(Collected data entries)
PR #1261, opened 2024-03-06
Reverted permission check because it's a breaking change

ThomasMinkeRitense:


marijnritense:
Don't forget there's also code in `CamundaProcessJsonSchemaDocumentAssociationService` that also has to be reverted. We do the same permission check there.

ivo-ritense (approved):

PR #1267, opened 2024-03-08
feat: autodeployment document list columns

mbritense:
Closes https://ritense.tpondemand.com/entity/104923-be-autodeployment-document-list-columns


app/gzac/src/main/resources/config/documenten-api/leningen.zgw-document-list-column.json
```diff
@@ -0,0 +1,16 @@
+{
+    "changesetId": "leningen.zgw-document-list-columns-v1",
+    "case-definitions": [
+        {
+            "key": "leningen",
+            "columns": [
```
marijnritense, line 6: There's code in the `DocumentenApiColumnDeploymentService` that should be updated with the introduction of autodeployment. 

Currently, when a document definition is deployed, the default DocumentenApiColumns are set for that document definition. This should only happen, however, if there's no applicable `zgw-document-list-column` files. This requires looking into the contents of the file.

Klaas-Ritense (approved):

- Action item
With "code" as the string to match, show every line of the entries above that has it.

- Response to the exercise
Don't forget there's also code in `CamundaProcessJsonSchemaDocumentAssociationService` that also has to be reverted. We do the same permission check there.
marijnritense, line 6: There's code in the `DocumentenApiColumnDeploymentService` that should be updated with the introduction of autodeployment. 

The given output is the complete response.